10/14/2012 10:41 am ET Updated Dec 14, 2012

The Candle or the Mirror: Living Out Faith in an Era of Agnosticism

According to data that I read from the Washington Post recently about 1/5 of all Americans say they are "nothing in particular," with agnostic or atheist, up from 8 percent since 1990. Many pray, believe in God and have regular spiritual routines. What is even more alarming is that those who identify themselves as Protestants have dipped below half at 48 percent.

I am very disturbed by these statistics as a Protestant Pastor that knows that new transformative models must be implemented or the church as we know it will dissolve into a sea of forgetfulness. I ponder and think about a time early in my ministerial career of being called to the hospital bedside of an elderly woman to offer final prayers for the dying. I took her comatose hand but felt like a fraud. What right did I have to shepherd a soul to the edge of the next world? Dutifully, I proceeded to pray familiar words anyway, letting their power carry her to the church triumphant.

Talking to my wife afterwards, I confessed my feelings of inadequacy "You're right," she said. "You're unworthy. Anyone would be unworthy doing such a thing. That's okay, though. It's not you doing it. It's being done through you." My spouse's statement was a pivotal moment in my ministry. Suddenly it became clear to me that we bring light into this world not as a source but as a prism -- it comes through us. As electricity requires a conduit, so spirit moves through human beings to touch others in crucial moments. As soon as I stepped out of my own way, the prayer felt real. I could believe in blessing when I felt that it did not depend on me." In the midst of this reality grappling the church as we know it I feel the same way in how we can be conduits of light.

Novelist Edith Wharton put the same idea this way: "There are two ways of spreading light, to be the candle or the mirror that reflects it."

Consistent to my Lutheran understanding of theology, we can't be the candle. Christ is the candle. We can be -- we must be -- the mirrors.

That means the response of the Christian is to polish up the mirror. Clean up the smudges and the water spots. Make it a bright reflector of God.

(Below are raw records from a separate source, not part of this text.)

PR #2399, opened 2026-08-18
Arguments validation/backoffice: validate scheme on save job

avilches:
### Summary

An unusable `arguments_schema` stored through the Django admin makes every later run of that function fail, and makes `client.functions()` raise for everyone who can see it. The upload endpoint already turns those schemas down. The admin did not, and now it does.

### Details and comments

Opening a function whose stored schema is broken shows a warning, but still lets you save. Whoever is editing is usually not the person who put the bad schema there, and turning a broken function off has to stay possible.

Changing the schema field is a different matter. That gets validated on save, so a bad schema cannot be stored in the first place.

It is the same check the upload endpoint makes, so the admin doubles as a place to try a schema out without packaging and uploading a function. It is not a dry run though: a schema that passes gets saved.


Tansito (approved):
LGTM Alberto, thank you!

PR #2401, opened 2026-08-18
Arguments validation: measure what legitimate schemas cost against the CPU budget

avilches:
### Summary

Adds a test that holds the schemas used to check the CPU budget for validating job arguments, and measures what they cost. It comes out of a review question on #2383: is one second of CPU too short for a legitimate schema? The answer was a measurement, and a measurement that only exists in a review comment cannot be re-run, so this puts the schemas in the repository where anyone can read them, change them, and see the numbers for themselves.

No production code changes, this only adds a test file.

### Details and comments

The three profiles are the most expensive legitimate shapes found while working on that PR: a hand-written vendor schema against the largest payload a caller may send (a 1 MB batch of encoded circuits), a wide schema with internal references approaching the subschema limit against the same 1 MB, and `uniqueItems` over 4000 objects. What they measure, on a laptop:

| Profile | CPU time | Margin under the 1s budget |
|---|---|---|
| Typical vendor schema, 1 MB batch of circuits | 0.79 ms | 1267x |
| Wide schema with internal references, 1 MB of arguments | 1.85 ms | 541x |
| `uniqueItems` over 4000 objects | 15.08 ms | 66x |

Run it with `-s` to see those lines printed.

Each profile asserts two things, and the first matters more than the second. It goes through the real isolation with no limit firing, and still tells a valid payload from an invalid one: if the budget were too short, that is the assertion that would fail, and it would fail with `UnsupportedSchemaError` naming "CPU time". Then the cost is measured and has to stay under a quarter of the budget.

The cost is measured with `time.process_time` rather than the wall clock on purpose. CPU time is what `RLIMIT_CPU` counts, and unlike elapsed time it does not inflate when the runner is busy, which is what made earlier wall-clock assertions in this feature fail on CPU-throttled CI runners. The threshold is a quarter of the budget rather than something tighter so that slower hardware has room, while still catching a real regression.

Checked that the test can fail, by restoring jsonschema's own `uniqueItems` in place of the hashing replacement: the third profile then goes red with `it took more than 1 seconds of CPU time`, which is exactly the symptom the review question was about.

### DIFF
--- a/gateway/tests/api/domain/test_legitimate_schema_cost.py
+++ b/gateway/tests/api/domain/test_legitimate_schema_cost.py
@@ -1,0 +1,166 @@
+"""What legitimate schemas actually cost, measured against the CPU budget the isolation gives them.
+
+"Is one second too short?" is answered by a measurement rather than by a proof, so this file holds
+the measurement and repeats it on every run instead of leaving it in a review comment. The profiles
+are the most expensive legitimate shapes found: the largest arguments the limits allow (a 1 MB batch
+of encoded circuits), a schema wide enough to approach MAX_SCHEMA_NODES, and uniqueItems over
+thousands of objects.
+
+Each profile asserts two things, and the first matters more than the second:
+
+- It goes through the real isolation with no limit firing, and still tells a valid payload from an
+  invalid one. If the budget were too short, this is the assertion that would fail, and it would
+  fail with UnsupportedSchemaError naming "CPU time".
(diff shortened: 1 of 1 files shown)


Tansito (approved):
I don't know if this is too much but I trust on your criteria @avilches haha

ElePT (approved):
wow, a very deep reply to a very short comment. Fine with keeping the test.

PR #2404, opened 2026-08-18
Look up jobs with filter().first() instead of catching DoesNotExist

avilches:
### Summary

Every job use case looks a job up by id and turns a miss into a 404. Until now they did it by catching the ORM exception:

```python
try:
    job = Job.objects.get(id=job_id)
except ObjectDoesNotExist:
    raise JobNotFoundException(job_id)
```

This PR moves all eleven of them to the other shape we already use elsewhere in the repo (`api/use_cases/programs/get_jobs.py`, `Provider.objects.get_by_name`):

```python
job = Job.objects.filter(id=job_id).first()
if job is None:
    raise JobNotFoundException(job_id)
```

Follows up on the review discussion in #2402, and rebased on main now that it is in, so the diff here is only the sweep.

### Details and comments

Behaviour is identical, so no test changes: a missing job still raises `JobNotFoundException`, which the exception handler maps to 404. The lookup is still a single primary key query, `first()` only adds an `ORDER BY id LIMIT 1` that the index already satisfies.

Beyond the style preference, the reason to unify is that mixing both shapes is what produced the bug in #2402. `JobRetrieveUseCase` kept a `if job is None` check that stopped being reachable the moment `JobsRepository.get_job_by_id()` (which did return `None`) was replaced by `Job.objects.get()`, and the commit that added the `except` to its ten siblings gave `retrieve.py` the `ObjectDoesNotExist` import and nothing else. With one shape, a lookup that forgets its guard is visibly wrong instead of silently returning a 500.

Can we be mirrors in darkness?

I say yes, the most powerful apologetic for Christianity is the changed lives of its adherents not by works righteousness but through the vehicle of transformation in loving our neighbor.

We're God's first option on evangelism. It's a consistent biblical theme:

  • Matthew 5:16: Let your light shine before others, that they may see your good deeds and praise your God.
  • 1 Peter 2:12: Live lives that silence the false accusations of pagans.
Plato was once told that a man in the city had been spreading slanderous charges against him. Plato's answer: "I will live in such a way that no one will believe what he says."

What if we took his example, the scriptural example, and our virtue apologetic seriously and committed ourselves to winning the hearts of God's skeptics by living better lives right in front of them?

Haven't we all met the Christian who's so compelling to us that his or her presence inspires our faith? And haven't we also met that sister or brother whose words, actions or attitudes cause us to literally doubt our faith?

There's no problem with the Candle.

It's the mirror that needs polishing.

We aren't the source of light, but the prism. Not the candle, but the mirror.

As long as there are neighbors and family members who don't know Jesus, and as long as a new crop of atheists find God-bashing a fashionable and profitable thing to do, let's just reflect Christ.